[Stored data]
──────────

Issue #776, opened 2017-06-14
Travis is failing during setup


elliotekj:
Travis seems to failing whilst setting up diesel_cli:

![screen shot 2017-06-14 at 12 53 30](https://user-images.githubusercontent.com/1547124/27128864-89f7a684-5100-11e7-8d2c-248544859e48.png)

I'm seeing this in https://github.com/rust-lang/crates.io/pull/775 but @Turbo87 is seeing it too in https://github.com/rust-lang/crates.io/pull/772.

At the time of writing this, https://github.com/rust-lang/crates.io/pull/772 is 13 hours old. The last passing test looks to be [this commit](https://github.com/rust-lang/crates.io/pull/771/commits/91898fa138f3348813449dede519cf4d7b800b24) from https://github.com/rust-lang/crates.io/pull/771 20 hours ago.

cc'ing @sgrif because Diesel :)

carols10cents:
Ah, we [added cache: cargo: true](https://github.com/rust-lang/crates.io/commit/209dab0f40bbcaa7826188dd3d3ff85b72005ecd#diff-354f30a63fb0907d4ad57269548329e3). We should probably add `--force` to always get the latest version of diesel, as the error message suggests. Can you send me a PR? Otherwise I can get to this in a few hours :)

elliotekj:
Good call @carols10cents — adding `--force` fixed the diesel_cli issue. Unfortunately Travis failed with a similar error when installing rustfmt.

![screen shot 2017-06-14 at 16 09 43](https://user-images.githubusercontent.com/1547124/27136821-83720112-511c-11e7-8356-182e9cc84b51.png)

If `--force` is going to be needed on both of the `cargo install`s then reverting https://github.com/rust-lang/crates.io/commit/209dab0f40bbcaa7826188dd3d3ff85b72005ecd#diff-354f30a63fb0907d4ad57269548329e3 seems like the best course of action because we won't be getting any benefit from it anyway (unless I'm missing something?).

carols10cents:
I think it'll cache all of our other dependencies, which should help overall time of the travis builds. I think adding `--force` to rustfmt too is fine!

elliotekj:
Right'o, I'll make the change :)

PR #777, opened 2017-06-14
Force Travis to get the latest versions of diesel_cli and rustfmt

elliotekj:
This should hopefully fix https://github.com/rust-lang/crates.io/issues/776.

As noted by @carols10cents, `--force` is needed to get the latest version of diesel_cli because [we added cargo caching](https://github.com/rust-lang/crates.io/commit/209dab0f40bbcaa7826188dd3d3ff85b72005ecd#diff-354f30a63fb0907d4ad57269548329e3).


elliotekj:
@carols10cents Looks like we're back in action 👍

carols10cents:
Thank you!!!

PR #778, opened 2017-06-15
Update to Babel 6

Turbo87:
/cc @carols10cents @locks


carols10cents:
Looks like it works to me! I updated the targets to match rust-lang/rfcs#1985, deploying shortly!! Thank you!! ❤️

PR #780, opened 2017-06-16
Make analytics send later

pornel:
I've noticed "waiting for google-analytics" in my status bar while the page was still loading.

Since the site doesn't have to support old IE, it can use `<script async>`. I've left creation of the `ga` function where it was in case other scripts use it.


locks:
I'm very confused by what happened here. Did you merge into your own master? I don't see it in this repository.

pornel:
It looks like the analytics code has been refactored in master, so this change no longer makes sense.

──────────

From the records above, show each line that contains the word "githubusercontent".

* [ANSWER]:
![screen shot 2017-06-14 at 12 53 30](https://user-images.githubusercontent.com/1547124/27128864-89f7a684-5100-11e7-8d2c-248544859e48.png)
![screen shot 2017-06-14 at 16 09 43](https://user-images.githubusercontent.com/1547124/27136821-83720112-511c-11e7-8356-182e9cc84b51.png)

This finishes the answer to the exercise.